Clint Eastwood’s competing against himself. So is Leonardo DiCaprio.

Toni Collette is up for two awards, for both film and TV. So are Chiwetel Ejiofor, Emily Blunt and Helen Mirren.

Borat, or the actor who played him, may be allowed to give an acceptance speech – probably censored for TV.

“Babel” plucked seven nominations; “The Departed” and “Dreamgirls” came up with five each.

Thus, did the Hollywood Foreign Press Association’s Golden Globe nominations do their annual dirty work on Thursday, narrowing the field of potential Oscar contenders, inviting the odd unknown into the party, but mainly eliminating a lot of names from the list of “Oscar hopefuls” a month before Academy Award nominations come out.

The Globes are often a decent Oscar barometer – well, except for “Crash” and “Million Dollar Baby.”

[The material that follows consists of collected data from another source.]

PR #1430, opened 2026-07-28
feat(fpm): add Grove orchestration and preserve ComputeDomain for multinode collection

Ethan-ES:
> [!IMPORTANT]
> This PR depends on #1365 and is based on its current head (`0b90d2aac`).
> It should not be merged before #1365. Once #1365 is merged, this branch will
> be rebased onto the updated `main`.

## Overview

This PR closes the multinode ComputeDomain gap identified in #1365 and adds
optional Grove orchestration for FPM collection on GB200/GB300-class systems.

Existing behavior remains unchanged by default:

- Single-node FPM deployments still generate a `Pod`.
- Multinode deployments still generate a `LeaderWorkerSet` by default.
- Grove is enabled explicitly through `K8sConfig.fpm_orchestrator: grove` or
  `--fpm-orchestrator grove`.
- Other Generator deployment targets are unaffected.

## Details

- Generate a Grove `PodCliqueSet` for explicitly selected multinode FPM
  deployments.
- Preserve generated `ComputeDomain` and IMEX resource claims instead of
  stripping them during FPM lowering.
- Emit `ComputeDomain + PodCliqueSet` as a multi-document
  `k8s_deploy.yaml`.
- Support LWS, Grove, and explicitly supplied rank/master discovery in
  generated `run.sh`.
- Extend the FPM Collector to:
  - parse and validate multi-document manifests;
  - recognize `PodCliqueSet` workloads;
  - discover all Grove workload Pods;
  - apply and verify every generated resource;
  - clean up and verify deletion of every owned resource;
  - fail closed on unsupported or ambiguous workload shapes.

## Validation

- Generator unit tests: `233 passed, 4 skipped`
- Collector unit tests: `625 passed, 5 skipped`
- Ruff, formatting, and `git diff --check`: passed
- B200 TP2 prefill smoke:
  - native schema v2 preflight passed;
  - 4/4 FPM points collected;
  - result marked complete, valid, and usable.
- GB200 TP1 decode smoke:
  - 4/4 FPM points collected;
  - result marked complete, valid, and usable.
- GB200 multinode Grove validation:
  - `ComputeDomain` and `PodCliqueSet` accepted by the live controllers;
  - two workload Pods created and discovered by the Collector;
  - cleanup completed with no leaked resources.
  - Full multinode data collection was blocked by the lack of two
    simultaneously available GB200 nodes, rather than a manifest or Collector
    failure.

## Summary by CodeRabbit

* **New Features**
  * Added “FPM forward” whole-model forward-pass campaign support (plan-only preview, multinode orchestration, and resolved execution).
  * Introduced model capability resolution and memory feasibility filtering to plan the runnable FPM collection set.
* **Documentation**
  * Updated FPM V1 deployment and generator guidance with precise artifact emission and clarified LeaderWorkerSet vs Grove PodCliqueSet orchestration behavior.
  * Expanded the CLI user guide with stricter runtime/collector validation criteria.
* **Bug Fixes**
  * Tightened benchmark result schema expectations for newer native collection flows.
* **Tests**
  * Added extensive unit coverage for planning, orchestration, native artifact validation, database writing, and CLI isolation.


collector/fpm_forward/runtime/preflight.py
```diff
@@ -0,0 +1,58 @@
...
+    audit = {
+        "schema_version": 1,
+        "runtime_contract": "dynamo_pr11509_native_schema_v2",
+        "benchmark_point_fields": sorted(fields),
+        "missing_fields": missing_fields,
+        "missing_methods": missing_methods,
+        "status": "passed" if not missing_fields and not missing_methods else "failed",
+    }
+    Path("/results/runtime-preflight.json").write_text(json.dumps(audit, indent=2, sort_keys=True) + "\n")
+    if missing_fields or missing_methods:
```
jasonqinzhou, line 49: **[P1] Make the default runtime satisfy this mandatory contract.** With no image/version override, the Generator currently emits `nvcr.io/nvidia/ai-dynamo/vllm-runtime:1.2.0`. I checked the upstream `v1.2.0` tagged scheduler: it lacks three required `BenchmarkPoint` fields and ten of the twelve methods checked here because PR 11509 merged after that release. The wrapper therefore allocates a Pod and then deterministically fails this preflight on the normal Collector path; the current Dynamo version matrix does not offer a compatible release. Please pin a known-compatible image/digest or require one explicitly, reject incompatible `--dynamo-version` choices before cluster allocation, and add a regression test for the default execution target.

collector/fpm_forward/database.py
```diff
@@ -0,0 +1,319 @@
...
+    for part in path.split("."):
+        if not isinstance(value, dict) or part not in value:
+            raise KeyError(path)
+        value = value[part]
+    return value
+
+
+def _validate_backend_markers(cell: FPMCell, cell_dir: Path) -> None:
+    expected = cell.backend_policy.expected_markers
+    if not expected:
```
jasonqinzhou, line 65: **[P1] Require runtime-resolved evidence for every formal cell.** The only production `BackendPolicy` currently sets `expected_markers={}`, so this returns without reading the emitted `resolved-config*.json`. Native artifact validation proves provenance, ranks, grid identity, and timing, but the formal row below copies the planned TP/PP/DP, MoE topology, KV dtype, quantization, and backend policy without proving that the engine actually resolved those values. A normalized, ignored, or fallback runtime setting can therefore be published under the wrong physical key. Please validate the full resolved execution contract unconditionally and add a test where one runtime-resolved value differs from the plan and aggregation fails.

collector/fpm_forward/runner.py
```diff
@@ -0,0 +1,1421 @@
...
+        resource.collect(pods, require_benchmark=False)
+    except Exception as error:
+        logger.warning("FPM salvage for %s did not capture a complete artifact set: %s", cell_id, error)
+
+
+# Statuses whose salvaged artifacts may be acknowledged without a rerun. A
+# cell that failed, was interrupted, or lost its host process can leave a
+# complete, attempt-matched artifact set behind; "cleanup_failed" is excluded
+# because only a rerun re-drives the verified deletion of leaked resources.
+FPM_RECOVERABLE_STATUSES = frozenset({"failed", "interrupted", "running"})
```
jasonqinzhou, line 1099: **[P1] Do not promote a persisted `running` attempt from artifacts alone.** `running` is durably written before cluster work, while the in-memory `passed` result is not checkpointed until the `finally` block after cleanup. A host loss after `collect()` can therefore leave complete local artifacts and a live GPU workload. Because this set includes `running`, resume validates only the artifacts, marks the cell passed, and skips it without re-driving deletion. Please reconstruct the saved manifest and perform verified cleanup before recovering `running` (or keep it quarantined/retryable), and add a regression test for this kill window.

collector/fpm_forward/runner.py
```diff
@@ -0,0 +1,1421 @@
...
+        {"name": "DYN_FPM_BENCHMARK_OUTPUT_PATH", "value": "/results/benchmark.json"},
+        {"name": "FPM_RUN_ID", "value": cell.cell_id},
+    ]
+    total_gpus = cell.topology.total_gpus
+    generated = {
+        "ServiceConfig": service,
+        "DynConfig": {"mode": "agg"},
+        "WorkerConfig": {"agg_workers": 1, "agg_gpus_per_worker": total_gpus},
+        "K8sConfig": {
+            "name_prefix": cell.cell_id,
```
jasonqinzhou, line 806: **[P1] Make the Kubernetes workload identity unique to the plan/attempt, or acquire and verify exclusive ownership before apply and delete.** `cell_id` omits the plan, Generator config, and attempt UUID, yet it is used directly as `name_prefix`. A fresh non-resume run with no checkpoint record can adopt a same-named resource left by a killed collector, and concurrent campaigns for the same modeled cell can successfully apply, select, clear, collect from, and delete each other's workload. The plan label is mutable under `kubectl apply` and cleanup has no ownership precondition, so it does not prevent the race. Please use attempt-scoped names/labels or a verified lease, require that identity before collection/deletion, and cover both stale-resource and concurrent-run collisions.

src/aiconfigurator/generator/builders/fpm_builder.py
```diff
@@ -662,8 +815,36 @@ def _lower_worker_to_resource(
         }
 
     if len(metadata["name"]) > 50:
-        raise ValueError("FPM LeaderWorkerSet names must be at most 50 characters")
+        raise ValueError("FPM multi-node resource names must be at most 50 characters")
     pod_labels = copy.deepcopy(metadata["labels"])
+    if orchestrator == "grove":
+        pod_labels.setdefault("kai.scheduler/queue", "dynamo")
```
jasonqinzhou: **[P1] Do not make `grove` silently select a site-specific scheduler and queue.** The docs promise Grove with its configured scheduler, but every generated clique is assigned to `kai-scheduler` and queue `dynamo`; clusters using another Grove scheduler integration, or KAI without that queue, leave these Pods Pending. A direct Generator caller can override `schedulerName`, but the Collector's normal `--fpm-orchestrator grove` path exposes no scheduler/queue controls and rejects user `fpm_resource_labels`, so it cannot override the queue label. Please leave these fields unset unless explicitly requested, or add first-class scheduler/queue configuration with validation and tests for default, KAI, and non-KAI Grove clusters.

jasonqinzhou (changes requested):

## What this PR does

This PR extends the stacked FPM collection work with optional Grove PodCliqueSet orchestration, preserves multinode ComputeDomain and IMEX resources, and teaches the Collector to apply, discover, collect from, and clean up multi-document LWS or Grove workloads.

The change shows substantial care in its fail-closed manifest validation, per-resource apply and deletion checks, controller-aware generated run script, result integrity checks, documentation, and broad unit coverage. Preserving the existing single-node and LWS behavior while adding Grove is useful, thoughtful work.

## Why this score

Score 4.0/10, REQUEST_CHANGES: the default generated runtime cannot pass the new mandatory FPM preflight, formal database rows are not bound to the runtime-resolved execution settings, and the checkpoint/resource lifecycle can recover leaked work or let stale and concurrent campaigns share one Kubernetes identity. Grove selection also silently hardcodes a site-specific KAI scheduler and queue. These issues can prevent the feature from running or can publish mislabeled measurements; current-head CodeRabbit feedback separately identifies a verified Grove rendezvous defect that is intentionally not duplicated here.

This year, Foreign Press ignored “United 93” and “World Trade Center,” but remembered Ben Affleck’s Venice Film Festival award-winning turn as the late TV Superman George Reeves in “Hollywoodland.”

“My enthusiasm for going this year is tempered only by the knowledge of how much George would have loved to be there,” Affleck said, noting the Globes’ reputation as “a great party.”

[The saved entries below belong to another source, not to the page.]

PR #1435, opened 2026-07-28
feat: Kimi-K3 support — hybrid KDA+MLA model, DSPARK, multi-arch sglang + vllm perf data (8 systems)

tianhaox:
Adds **Kimi-K3** (`KimiK3ForConditionalGeneration`) support: modeling, collectors, and perf data for sglang + vllm across eight systems. Campaign record: `docs/perf_database/kimi-k3-blackwell-bringup-ledger.md`.

### Method

- **Model**: 93-layer hybrid — 69 KDA linear-attention + 24 MLA layers, LatentMoE (896 experts, top-16, SiTU, MXFP4). Dual-pool memory: paged MLA latent KV + constant per-request KDA state.
- **Collection**: kernel-level, mirroring serving dispatch — the collector offers each case to the framework's own kernel-selection predicates and records whatever lane serving would run (`kernel_source` per row). Three KDA phases: context / generation / target-verify.
- **DSPARK speculative decoding**: `nextn` = block size; generation ops priced at verify width `nextn+1`, KDA kernels switch to measured verify tables, plus an explicit 5-layer draft model (block-parallel; per-backend geometry — RadixArk for sglang, Inferact MLA-style for vllm). Acceptance (`nextn_accepted`) is user input, never assumed.
- **Precision routing**: sglang+Blackwell → W4A8 (mxfp8 activations), Hopper/SM120 → W4A16 marlin, SM89 → triton; vllm → W4A16 marlin on every SM (CUTLASS whitelist rejects SiTU) — all mirroring serving.
- **Parity**: every op has a Rust twin; engine-step comparison green on all K3 silicon cells.

### Alignment

| Check | Result |
|---|---|
| bs1 DSPARK vs sglang Day-0 blog (GB300 TP8, accepted≈7) | 404 vs ~423 tok/s/user (**-4.5%**) |
| Per-op vs 8×B300 serving (nsys, CUDA-graph trace) | MoE within **3%** (uniform-routing bound); KDA op-level median \|err\| **1.6%** |
| Support matrix (b300/gb300, sglang + vllm, agg+disagg) | all silicon-**PASS** |
| Python vs Rust engine (10 silicon cells, rtol 0.05) | **identical** |

Reference (b300 TP8, isl/osl 1024, bs1): no-spec 13.94 ms TPOT; DSPARK n7 accepted 5/6/7 → 303 / 354 / 404 tok/s/user.

### Others
- **Shared-mechanism change** (collector meta-rule 2): `collector/helper.py log_perf` stale-lock breaking is now rename-based (single-winner) with a 30s wait window — declared here and in the bring-up ledger.

- **Data**: kda on all 8 systems (both backends); K3 MoE on 8 (sglang) / 6 (vllm, full EP); mla_bmm tables (new) on 6; MegaMoE module on b200. All quality-gated by content (row counts, classified failures, dup-key scans, digest-pinned metas).
- **Known gaps** (owner-decided, documented): sglang 0.5.14 marlin EP>1 IMA crash on 4 system families (upstream issue pending; surviving moe_tp slices ship); vllm MegaMoE W4A8 lane → #1462 (unblocked on vllm nightlies); kda_onorm ~1% double-count on the fused shard → #1463; vllm DSPARK draft is 5 layers vs sglang's — modeled per backend.
- Single-node capacity: K3 fits 8-GPU workers only on 288 GB parts (b300/gb300); PP/scale-out search-space enablement is an SDK follow-up.


aic-core/src/aiconfigurator_core/sdk/models/kimi_k3.py
```diff
@@ -0,0 +1,661 @@
...
+        gemm_q = self.config.gemm_quant_mode
+        kvcache_q = self.config.kvcache_quant_mode
+        fmha_q = self.config.fmha_quant_mode
+        counts = self._count_layer_types()
+        mla = self._mla_dims(cfg)
+
+        # KDA per-shard dims for kernel lookup (collector rows are per attention-TP shard)
+        nk_local = cfg.kda_num_heads // tp
+        hk = cfg.kda_head_dim
+        p_local = nk_local * hk  # per-rank projection width
```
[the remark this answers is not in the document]
tianhaox: Fixed in 02beeaab5: constructor now raises when kda_num_heads % tp_size != 0 (fail-loud instead of silently truncating to a shard with no collector rows).

aic-core/src/aiconfigurator_core/sdk/models/kimi_k3.py
```diff
@@ -0,0 +1,661 @@
...
+        workload_dist = (
+            self.config.workload_distribution + "_1.01"
+            if self.config.workload_distribution == "power_law"
+            else self.config.workload_distribution
+        )
+
+        latent = cfg.routed_expert_hidden_size or h
+        num_dense = cfg.first_k_dense_replace
+        num_moe = self._num_layers - num_dense
+        shared_inter = cfg.num_shared_experts * cfg.moe_inter_size * 2  # 2*3072=6144 total width
```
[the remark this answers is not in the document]
tianhaox: Confirmed against the checkpoint (num_shared_experts=2 x moe_intermediate_size=3072 = 6144 total) and fixed in 02beeaab5 — the stray *2 is removed; the gate/up factor is applied only at the GEMM sites. Shared-expert FFN cost was indeed ~2x inflated (~2-3% end-to-end pessimism).

aic-core/src/aiconfigurator_core/sdk/utils.py
```diff
@@ -663,6 +664,39 @@ def _parse_hf_config_json(config: dict) -> dict:
...
             "qk_rope_head_dim": config.get("qk_rope_head_dim", 0),
         }
+    elif architecture == "KimiK3ForConditionalGeneration":
+        # Kimi-K3: hybrid KDA linear attention + MLA full attention with LatentMoE.
+        # linear_attn_config.kda_layers / full_attn_layers are 1-based layer ids.
+        linear_attn_cfg = config.get("linear_attn_config") or {}
+        kda_layer_ids = set(linear_attn_cfg.get("kda_layers") or [])
+        if not kda_layer_ids:
+            raise ValueError("Kimi-K3 config must define linear_attn_config.kda_layers")
+        layer_types = tuple("linear_attention" if (i + 1) in kda_layer_ids else "full_attention" for i in range(layers))
```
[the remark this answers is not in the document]
tianhaox: Fixed in 02beeaab5: out-of-range 1-based ids in linear_attn_config.kda_layers now raise with the offending ids listed.

aic-core/src/aiconfigurator_core/systems/data/h20_3e/moe/sglang/0.5.14/collection_meta.yaml
```diff
@@ -0,0 +1,12 @@
...
+runtime:
+  framework: sglang
+  version: 0.5.14
+tables:
+  moe_perf:
+    # Kimi-K3 w4a16_mxfp4 shapes, TP 1-32 x 3 distributions. EP>1 slices are
+    # absent (0.5.14 marlin moe kernel crashes with an illegal memory access
+    # there — recorded in the collection failure log); EP queries fall back
+    # to HYBRID empirical.
+    status: complete
```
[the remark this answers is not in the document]
tianhaox: Stale: the h20_3e data directories were removed from this PR (Blackwell-first scope; Hopper-class H20 needs recollection with the fixed int32 conv guard and will come in a follow-up).

collector/vllm/collect_kda.py
```diff
@@ -0,0 +1,694 @@
...
+                        results["power_stats"],
+                    )
+                ok += 1
+            except Exception as e:
+                err += 1
+                print(f"  Error at batch_size={batch_size}, seq_len={seq_len}: {e}")
+                continue
+            finally:
+                tensors.clear()
+                _cleanup("context")
```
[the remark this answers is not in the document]
tianhaox: Fixed in 02beeaab5: all three strict-completeness raises (context/generation/verify) now carry the first 8 failing cells with shape + exception type/message, so the classified failure record is traceable without worker stdout.

tests/unit/collector/sglang/test_collect_kda_contract.py
```diff
@@ -0,0 +1,42 @@
...
+    assert "int32 token-offset overflow" in source
+    assert "causal_conv1d_triton.py:373-379" in source
+
+
+def test_kda_case_phases_cover_context_generation_verify():
+    # The registry getter must emit all three phases for every declared shape;
+    # verify rows carry the draft-token width in the seq_len slot.
+    source = SOURCE_PATH.read_text(encoding="utf-8")
+    for phase in ("context", "generation", "verify"):
+        assert f'"{phase}"' in source
```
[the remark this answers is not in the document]
tianhaox: Fixed in 02beeaab5: both contract tests now assert phase coverage against collector.case_generator.get_common_kda_test_cases() (the shared spec generator both backend getters adapt, importable without torch) instead of grepping module source.

docs/perf_database/kimi-k3-blackwell-bringup-ledger.md
```diff
@@ -0,0 +1,186 @@
...
+- **verify (DSPARK)**: `fused_kda_decode_mtp_dspark`, the CuTeDSL fused
+  conv+chain-verify kernel (`_can_run_dspark_cutedsl_mtp`,
+  kda_backend.py:858-938: capability==10, cutlass importable, draft width
+  2..8, 128-dim symmetric bf16 heads, fp32 contiguous ssm state). Under spec
+  the kimi_k3 hook pins `--linear-attn-verify-backend nv_cutedsl`. Serving
+  folds gated RMSNorm into the kernel only on the TP8 12-head shard
+  (`_prepare_fused_decode` is compiled for seg = 12*128,
+  models/kimi_k3.py:1522-1560). → collector grew a dispatch branch mirroring
+  exactly this probe, one row per point, `kernel_source
+  "fused_kda_decode_mtp_dspark"`, per-shard onorm.
```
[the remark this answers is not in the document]
tianhaox: Fixed in 02beeaab5: onorm is now spelled out as the output gated RMSNorm (the kernel's argument naming) at the dispatch record.

collector/sglang/collect_dsv4_megamoe.py
```diff
@@ -69,6 +69,21 @@
...
+    # activation_clamp=_K3_MEGA_SITU_SENTINEL_CLAMP) @ kimi-k3 branch).
+    "kimi_k3": {
+        "model": "moonshotai/Kimi-K3",
+        "hidden_size": 3584,
+        "inter_size": 3072,
+        "routed_num_experts": 896,
+        "routed_topk": 16,
+        "routed_scaling_factor": 1.0,
+        "norm_topk_prob": True,
+    },
```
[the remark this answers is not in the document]
tianhaox: Fixed in 02beeaab5: the kimi_k3 model config now declares activation_clamp=0.03125; --activation-clamp defaults to None and resolves from the model config, and an explicit conflicting value raises instead of silently collecting the wrong kernel path.

collector/vllm/collect_kda.py
```diff
@@ -0,0 +1,694 @@
...
+
+    for batch_size in batch_size_list:
+        for seq_len in seq_len_list:
+            nt = batch_size * seq_len
+            tensors = {}
+            try:
+                if nt * proj >= 2**31:
+                    raise ValueError(
+                        f"causal_conv1d int32 token-offset overflow guard: total_tokens={nt} * proj={proj} >= 2**31"
+                    )
```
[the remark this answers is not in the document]
tianhaox: Partially adopted in 02beeaab5, with one deliberate rebuttal:

**Adopted**: the strict-completeness raise now carries the first failing cells (shape + exception), so the classified record is traceable — that part of the finding was real.

**Not adopted — pre-execution filtering.** `.claude/rules/collector/failure_handling.md` (which governs reviews too, per the repo guide) is explicit: the doctrine is *observe, don't predict* — there is deliberately no expected-failure layer, and "never hide failures with broad skips ... reduced coverage". The int32 cells are not memory-feasibility drops (the one sanctioned generation-time filter): they are a deterministic *kernel limit*, and the guard exists precisely to convert what was an IMA/context-corruption into a fast, clean, classified failure at the invocation site. That is the decision tree's default DONE path, and it is how every prior campaign shipped kernel-limit families (e.g. the SM100/103 DSA local-head<8 cells). Empirically the claim "the 96-head row can never complete" is also not what happens: all passing cells log their rows before the aggregate raise; all eight systems shipped full kda tables this way, each with the identical 21-cell classified spectrum documented in the collection metas.

Also note the OOM arithmetic in the comment doesn't materialize: the guard raises before allocation, and the observed failure signature on every system is the int32 guard, not OOM.

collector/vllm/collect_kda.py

Eastwood is up for best director for both halves of his World War II Iwo Jima epic, “Flags of Our Fathers” and “Letters from Iwo Jima” -“projects that I hold very dear and I am thrilled that the members of the HFPA share my enthusiasm for these two movies,” he said. This year, he’s an underdog. Martin Scorsese (“The Departed”) is the favorite.

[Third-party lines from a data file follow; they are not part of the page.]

PR #1437, opened 2026-07-28
fix(cli): GPU recommender follow-ups and nextn merge-skew repair

Arsene12358:
## Summary

Post-merge follow-ups for the GPU recommender (#1369): the minor findings deferred during that review, plus a repair for the recommend path itself, which a review pass on this branch found to be broken on main by merge skew.

Tracks Linear issues AIC-1613, AIC-1614, AIC-1616, and the materialization half of AIC-1615 (the `parallel_experiments` thread-safety audit remains open there).

## Commit 1 — deferred review minors (AIC-1613, AIC-1614, AIC-1615-part)

- **cli**: the no-results GPU hint now keys off the load target instead of the unreachable `mode == "recommend"` branch, so recommend users no longer get advice about `--total-gpus` — a flag recommend mode doesn't have.
- **cli**: default mode warns when `--total-gpus` and a load target are both given (the target is silently ignored on that path).
- **sdk (aic-core)**: `get_static_info()` materializes the deferred summary row via `get_summary_df()` instead of asserting on a DataFrame that `run_static` no longer builds eagerly. New regression test covers the `get_static_info()`-first call order (the ordering the demo CLI and the former webapp static flow relied on).
- **tests**: recommend monotonicity helper takes the minimum across all modes instead of the first non-empty one; parametrized non-positive (`0`/`-1`/`nan`/`inf`) load-target parse tests; disagg replica-scaling case for the module_bridge `total_gpus_needed` path.
- **docs**: README and CLI user guide state the exactly-one (mutually exclusive) load-target contract.

## Commit 2 — recommend path repair (AIC-1616)

An independent review pass on this branch found that `aiconfigurator cli recommend` and `cli_recommend()` raise `TypeError: build_default_tasks() got an unexpected keyword argument 'nextn_accept_rates'` on current main: #1369 was developed against the old MTP interface while #1383/#1405 renamed it to `nextn`/`nextn_accepted`, and the rebase reconciled `cli_default` but not the recommend path.

The fix mirrors `cli_default` exactly: `cli_recommend` takes `nextn: int | 'auto'` + `nextn_accepted` and runs the same resolve-auto + `normalize_speculative_decoding` fail-fast block; the recommend subparser gets the default-mode `--nextn`/`--nextn-accepted` definitions in place of the removed `--nextn-accept-rates`; the recommend dispatch runs `_resolve_and_validate_nextn`.

The same commit repairs `tests/integration/test_picking.py`, which the #1369 merge broke twice over (the recommend tests hit the TypeError; the default/load-match tests unpack the pre-#1369 5-tuple from `_execute_tasks`, now a 6-tuple). This suite is not in CI, which is how both breaks landed — AIC-1616 notes adding it (or a fast subset) to presubmit as a follow-up.

## Test plan

- [x] `tests/integration/test_picking.py`: 8/8 pass (6/8 fail on main)
- [x] `tests/unit/cli` + new/changed sdk and generator tests: 218 pass
- [x] Full `tests/unit`: 2829 passed; only pre-existing failures remain (3 GLM checkpoint-name asserts in `tests/unit/collector/sglang/test_collect_mla_module.py`, unrelated and failing on clean main)
- [x] `ruff check` / `ruff format --check` clean on all touched files

## Summary by CodeRabbit

* **New Features**
  * Added `--nextn auto` support for recommend-mode speculative decoding; MTP now uses `--nextn-accepted`.
  * Improved disaggregated GPU sizing/scaling behavior.
* **Bug Fixes**
  * Fixed lazy inference summary static-info generation to correctly materialize deferred data.
* **Documentation**
  * Updated CLI user guide and README to describe recommend mode as load-target procurement sizing and to clarify argument mutual exclusivity and default-mode behavior.
* **Validation**
  * Strengthened checks for positive, finite load-target values and `--nextn`/`--nextn-accepted` constraints.


tests/integration/test_picking.py
```diff
@@ -80,7 +80,7 @@ def test_agg_vs_disagg(self, tmp_path):
             ttft=2000,
             tpot=50,
         )
-        chosen, best_configs, _, _, best_latencies = _execute_tasks(
+        chosen, best_configs, _, _, best_latencies, _ = _execute_tasks(
```
jasonqinzhou, line 83: **[P2] Put these repaired contracts under a presubmit gate.** This module is still outside every CI test path: `.github/workflows/build-test.yml` selects only `tests/unit` and `tests/e2e`, so `tests/integration/test_picking.py` never runs. That leaves both merge-skew failures fixed here—the real `build_default_tasks` keyword contract and the `_execute_tasks` return shape—able to recur with green checks. Could we add a fast unit/build smoke using autospec or real signatures, or explicitly gate a small subset of this file? The full roughly 200-second suite does not need to move wholesale.

jasonqinzhou (commented):
**COMMENT · 8.6/10 · high confidence**

## What this PR does

This PR follows up on the GPU recommender merge by aligning recommend mode with the current nextn/nextn_accepted contract, repairing broken picking tests, tightening load-target validation and guidance, and restoring lazy static-summary consumers. It also adds focused disaggregated artifact-sizing and deferred-summary regression coverage.

The change carefully reconciles two independently evolved interfaces across the parser, public API, task builder, generator bridge, and tests; the real picking integration suite now passes end to end, and the deferred-summary fix reuses the existing lazy materialization boundary instead of adding a second path.

## Why this score

Score 8.6/10, COMMENT: the implementation is sound across the reviewed production paths, all targeted local verification passed, and no correctness defect was found. The one recommended P2 asks that a fast version of the repaired real-signature and return-shape contracts enter presubmit, because the changed integration module is currently outside every CI test path and the same merge skew could otherwise recur with green checks. Existing current-head CodeRabbit feedback is not duplicated.

jasonqinzhou (approved):

docs/cli_user_guide.md
```diff
@@ -366,7 +366,7 @@ aiconfigurator cli recommend --model-path Qwen/Qwen3-32B --system h200_sxm --bac
 **Required arguments:**
 - `--model-path` (alias `--model`): HuggingFace model path or local path containing `config.json`
 - `--system`: System name (GPU type)
-- One of:
+- Exactly one of the following (mutually exclusive):
   - `--target-request-rate`: Target system throughput in req/s
   - `--target-concurrency`: Target number of concurrent users
```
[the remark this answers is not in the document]
jasonqinzhou: Fixed in c601359d. The Recommend section now consistently says “load target” and documents `--nextn auto`, when `--nextn-accepted` is required, and its valid range.

tests/integration/test_picking.py
jasonqinzhou: Fixed in c601359d with fast presubmit coverage: the Recommend API test now autospecs the real `build_default_tasks` signature, and the unit workflow test explicitly asserts the six-value `_execute_tasks` result including outcomes. Recommend-specific parser/dispatch cases were added as well. The affected suite passes 134 tests locally.

jasonqinzhou (approved):
All reviewed P2 findings are addressed on the final head: Recommend MTP docs and parser/dispatch coverage are complete, the real builder/executor contracts are now guarded in presubmit, all review threads are resolved, and the full required CI matrix is green.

DiCaprio was tapped for both “The Departed” and “Blood Diamond.”

On the TV side, the Globes are less a harbinger of future TV honors (the Emmys come out in August) than a recognition of new talent. The foreign press association thus anointed “Heroes” and “Ugly Betty” and its star America Ferrera, nominations for longer-running series such as “Desperate Housewives,” “Entourage,” “Scrubs,” “The Sopranos” and “Grey’s Anatomy” and their stars.

The 64th Golden Globe Awards will be handed out at 7 p.m. CST Jan. 15 on Sunflower Broadband channels 8 and 14.